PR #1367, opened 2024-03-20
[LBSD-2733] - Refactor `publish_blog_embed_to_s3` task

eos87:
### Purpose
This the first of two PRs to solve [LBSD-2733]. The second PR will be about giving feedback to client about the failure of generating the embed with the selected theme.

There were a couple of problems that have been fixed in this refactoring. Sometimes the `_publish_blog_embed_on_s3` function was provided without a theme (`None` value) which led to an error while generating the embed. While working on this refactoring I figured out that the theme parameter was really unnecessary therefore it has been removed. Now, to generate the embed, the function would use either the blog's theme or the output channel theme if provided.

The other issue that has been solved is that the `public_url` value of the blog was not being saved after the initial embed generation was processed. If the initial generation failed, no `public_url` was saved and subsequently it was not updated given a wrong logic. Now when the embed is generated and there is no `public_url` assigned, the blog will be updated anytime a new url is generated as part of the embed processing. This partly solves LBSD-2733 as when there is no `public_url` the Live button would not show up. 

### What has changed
····················
» What is needed: Repeat only the lines running from the line that contains "This the first" through the last line above, inclusive.

» The answer:
This the first of two PRs to solve [LBSD-2733]. The second PR will be about giving feedback to client about the failure of generating the embed with the selected theme.

There were a couple of problems that have been fixed in this refactoring. Sometimes the `_publish_blog_embed_on_s3` function was provided without a theme (`None` value) which led to an error while generating the embed. While working on this refactoring I figured out that the theme parameter was really unnecessary therefore it has been removed. Now, to generate the embed, the function would use either the blog's theme or the output channel theme if provided.

The other issue that has been solved is that the `public_url` value of the blog was not being saved after the initial embed generation was processed. If the initial generation failed, no `public_url` was saved and subsequently it was not updated given a wrong logic. Now when the embed is generated and there is no `public_url` assigned, the blog will be updated anytime a new url is generated as part of the embed processing. This partly solves LBSD-2733 as when there is no `public_url` the Live button would not show up. 

### What has changed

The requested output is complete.